Thanks a lot for the explanations, guys.

@erkur: yeah, they really do sound similar.

Is it just the feminine genitive (as well as prepositional / instrumental / dative) form of the adjective?


----------



## bedtimestorynyc

it's the comparative form of сильно/сильный


----------



## Друг

No no, I don't mean сильнее, but сильней


----------



## bedtimestorynyc

сильнее is the comparative form of the adjective сильный/cильная/сильное/сильные or to the adverb сильно.

it has nothing to do with the gender or anything else you mentioned.


----------



## Друг

Okay, but how do you form the more colloquial version of сильнее, сильней? 

Like... большей? маленькей? отличней?


----------



## Dmitry_86

bedtimestorynyc said:


> "сильней" is the colloquial version of "сильнее". But "сильнее" is also used colloquially.
> you will never see "сильней" in newspapers, scientific literature, etc.


 

I completely agree with this point of view. "Сильней" is used in conversational speech. However, in some books one, probably, can come across "сильней". Of course, not in scientific sources of information, but in some fiction, for instance, or in some adolescent magazines.


----------



## bedtimestorynyc

Друг said:


> Okay, but how do you form the more colloquial version of сильнее, сильней?
> 
> Like... большей? маленькей? отличней?



Out of the examples I just pulled out of my head (Russian is my native language, I never had to learn it by rules), it sounds like any _comparative_ form of an adjective or an adverb in Russian that ends with "-ee", could end with "-ей" in the colloquial speech, of course:
красн*ее* - красн*ей*, слаб*ее* - слаб*ей*, etc. Again, ONLY whatever ends with "-ee".

You cannot say "больш*ей*" because the comparative form of "большой" is "больш*е*". It ends with one "-e". You cannot say "маленькей", because the comparative form of the word "маленький" is "меньше".


----------



## Dmitry_86

Some comments on post 10 above:

Indeed, it is impossible to use the words "большей" and "маленькей" as stated above. Below I have given some errorneous examples and that which demonstrate the correct usage of the comparative form:

Первое дерево было большое. Второе казалось большей 
Первое дерево было большое. Второе казалось больше 

Первое дерево было маленькое. Второе казалось маленькей/меньшей 
Первое дерево было большое. Второе казалось меньше 

However, the words "большей", "меньшей" MAY BE used in somewhat another contexts:

1. Пространство *большей* размерности, чем .... 
2. Пространство *меньшей* размерности, чем ... 
3. Озеро *большей* глубины, чем ... 
4. Озеро *меньшей* глубины, чем ... 

It is also possible to use these words without the additional explanatory part "чем ..."

1. Для решения этой задачи необходимо перейти в пространство *большей/меньшей* размерности 
2. Для использования такого оборудования необходиа река *большей/меньшей* глубины 

It is difficult for me now to deduce a general rule regarding the usage of these words now but I will think about it and then suggest my ideas.


----------



## Друг

Thanks for the very informative posts, guys.

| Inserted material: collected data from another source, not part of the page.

PR #1746, opened 2019-10-21
HTTP handler for ingester shutdown

codesome:
This is based on [this design](https://docs.google.com/document/d/1n1HcdgmsqaVwqxKg_POZqIREOSqZIAlrxuyx4YYV_pA/edit#heading=h.ut9lekjstiqc) for scaling down using the WAL. This would not block #1103 but this is required for scale downs.

I have yet to verify how it will interact with Kubernetes health checks and pod restarts if the endpoint is hit.


pkg/ingester/ingester.go
```diff
@@ -244,6 +244,15 @@ func (i *Ingester) Shutdown() {
 	i.lifecycler.Shutdown()
 }
 
+// ShutdownHandler triggers the following set of operations in order:
+//     * Change the state of ring to stop accepting writes.
+//     * Flush all the chunks.
+func (i *Ingester) ShutdownHandler(w http.ResponseWriter, r *http.Request) {
+	i.Shutdown()
```
gouthamve: So when we call this, we will first look for ingesters to transfer to and then flush the chunks anyways. I don't think we need a `i.Flush()` after. Also please test this in dev once.

codesome: Ah yes. The flushing was somewhere deep inside the code, found it. Will change and also test it in dev.

codesome:
Tested it and it works as intended. Ingester goes to LEAVING states, flushes after waiting for other ingesters, and then leaves the ring.

I also added another commit to avoid panic on multiple shutdown calls (during graceful shutdown after having called `/shutdown` already)

bboreham:
Could you add a description of this API to `docs/apis.md` ?

Also it seems worth mentioning in CHANGELOG.md.

CHANGELOG.md
```diff
@@ -1,6 +1,7 @@
 ## master / unreleased
 
 * [CHANGE] Removed `Delta` encoding. Any old chunks with `Delta` encoding cannot be read anymore. If `ingester.chunk-encoding` is set to `Delta` the ingester will fail to start. #1706
+* [FEATURE] Added `/shutdown` endpoint for ingester to shutdown all operations of the ingester. #1746
```
jtlisi: Put this at the top of the changleog

bboreham:
Needs rebase for changelog conflict now.

docs/apis.md
```diff
@@ -127,3 +127,10 @@ Error Response: BadRequest(400)
 These API endpoints will disable/enable the current Rule and Alertmanager configuration for a tenant.
 
 Note that setting a new config will effectively "re-enable" the Rules and Alertmanager configuration for a tenant.
+
+#### Ingester Shutdown
+
+`POST /shutdown` - Shutdown all operations of an ingester. Shutdown operations performed are similar to when an ingester is gracefully shutting down, including flushing of chunks if no other ingester is in `PENDING` state. Ingester does not terminate after calling this endpoint.
+
+- Normal Response Codes: NoContent(204)
+- Error Response Codes: Unauthorized(401), NotFound(404)
```
gouthamve: Why would it ever return a 404?

codesome: It would not

PR #1854, opened 2019-11-25
Do not close and re-open TSDBs during ingester transfer

### LINKED ISSUE #1829: Do not close and re-open TSDBs during ingester transfer
When the ingester is leaving the ring and begins transferring TSDB blocks and WAL to a joining ingester, currently we do close the TSDB to flush it to disk before transferring. However, if a query hit the ingester after the TSDB has been closed and before the transfer is completed, the leaving ingester will re-open the TSDB (including WAL replay) which lead to an high resources consumption and query latency.

pracucci:
**What this PR does**:
The Cortex TSDB experimental integration currently close all TSDBs during the ingester shutdown, before blocks and WALs are transferred to a joining ingester. This has two main issues:
1. Query requests received while closing TSDBs fail with error `open index reader: block is closing`
2. Query requests received after the TSDBs have been closed issue a re-opening of TSDBs, which means re-playing the WAL (expensive operation)

Me and @codesome checked out the TSDB implementation and came to the conclusion which is safe to transfer blocks as WAL without closing the TSDB as far as:
1. No more writes occur
2. No compaction is on-going or will occur

In this PR I've introduced some changes to avoid closing and re-opening TSDBs on queries received during ingester blocks/WAL transfer, as well as some logic to guarantee no writes occur to the TSDB once the transfer starts.

I've tested the changes in our TSDB test cluster and looks working as expected (at least, experimentally).

**Suggestion to the reviewer**: enable "Hide whitespace changes" because there are a couple of large code blocks for which it has changed only the indentation.

Fixes #1829

**Checklist**
- [x] Tests updated
- [ ] Documentation added

### DIFF
--- a/pkg/ingester/ingester_v2.go
+++ b/pkg/ingester/ingester_v2.go
@@ -94,16 +94,16 @@ func (i *Ingester) v2Push(ctx old_ctx.Context, req *client.WriteRequest) (*clien
 
 	// Ensure the ingester shutdown procedure hasn't started
 	i.userStatesMtx.RLock()
-	stopped := i.stopped
-	i.userStatesMtx.RUnlock()
 
-	if stopped {
+	if i.stopped {
+		i.userStatesMtx.RUnlock()
 		return nil, fmt.Errorf("ingester stopping")
 	}
 
 	// Keep track of in-flight requests, in order to safely start blocks transfer
 	// (at shutdown) only once all in-flight write requests have completed
 	i.TSDBState.inflightWriteReqs.Add(1)
+	i.userStatesMtx.RUnlock()
 	defer i.TSDBState.inflightWriteReqs.Done()
 
 	// Keep track of some stats which are tracked only if the samples will be
--- a/pkg/ingester/ingester_v2.go
+++ b/pkg/ingester/ingester_v2.go
@@ -3,8 +3,8 @@ package ingester
 import (
 	"fmt"
 	"net/http"
-	"time"
 	"sync"
+	"time"
 
 	"github.com/cortexproject/cortex/pkg/ingester/client"
 	"github.com/cortexproject/cortex/pkg/ring"
@@ -414,4 +414,35 @@ func (i *Ingester) getOrCreateTSDB(userID string, force bool) (*tsdb.DB, error) 
 	i.TSDBState.dbs[userID] = db
 
 	return db, nil
+}
+
+func (i *Ingester) closeAllTSDB() {
+	i.userStatesMtx.Lock()
+
+	wg := &sync.WaitGroup{}
+	wg.Add(len(i.TSDBState.dbs))
+
+	// Concurrently close all users TSDB
+	for userID, db := range i.TSDBState.dbs {
+		userID := userID
+
+		go func(db *tsdb.DB) {
+			defer wg.Done()
+
+			if err := db.Close(); err != nil {
+				level.Warn(util.Logger).Log("msg", "unable to close TSDB", "err", err, "user", userID)
+				return
+			}
+
+			// Now that the TSDB has been closed, we should remove it from the
+			// set of open ones.
+			i.userStatesMtx.Lock()
+			delete(i.TSDBState.dbs, userID)
+			i.userStatesMtx.Unlock()
+		}(db)
+	}
+
+	// Wait until all Close() completed
+	i.userStatesMtx.Unlock()
+	wg.Wait()
 }
--- a/pkg/ingester/ingester_v2.go
+++ b/pkg/ingester/ingester_v2.go
@@ -435,7 +435,9 @@ func (i *Ingester) closeAllTSDB() {
 			}
 
 			// Now that the TSDB has been closed, we should remove it from the
-			// set of open ones.
+			// set of open ones. This lock acquisition doesn't deadlock with the
+			// outer one, because the outer one is released as soon as all go
+			// routines are started.
 			i.userStatesMtx.Lock()
 			delete(i.TSDBState.dbs, userID)
 			i.userStatesMtx.Unlock()
--- a/pkg/ingester/ingester_v2.go
+++ b/pkg/ingester/ingester_v2.go
@@ -4,6 +4,7 @@ import (
 	"fmt"
 	"net/http"
 	"time"
+	"sync"
 
 	"github.com/cortexproject/cortex/pkg/ingester/client"
 	"github.com/cortexproject/cortex/pkg/ring"
@@ -32,6 +33,13 @@ const (
 type TSDBState struct {
 	dbs    map[string]*tsdb.DB // tsdb sharded by userID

It's obviously still not completely clear, but this helps.


----------



## Dmitry71

> Второе казалось *больше*


 - here *больше* is a comparative degree of the adjective *большой*, and it  does not have cases


> Пространство *большей* размерности


 - here *большей* is the genitive case of the adjective *больший* (e.g. пространство *большего* объема - same adjective in another case)


----------



## Dmitry_86

Strictly speaking, only nouns have cases and adjectives change their endings depending on the noun case used. However, generally the explanation is good.


----------



## Dmitry_86

Well, I think, probably, we have found the key to to the door: when the word is an adverb like "больше" we do not change its original form. When it is an adjective, it is possible to change its ending like "больший". However, I am still not sure that the rule is complete and correct. There could be exceptions and we could also have missed some other cases. So the best way to find the rule - to give more examples. Probably, they will help us to produce this rule.


----------



## Dmitry71

> strictly speaking, only nouns have cases and adjectives change their endings depending on the noun case used. However, generally the explanation is good.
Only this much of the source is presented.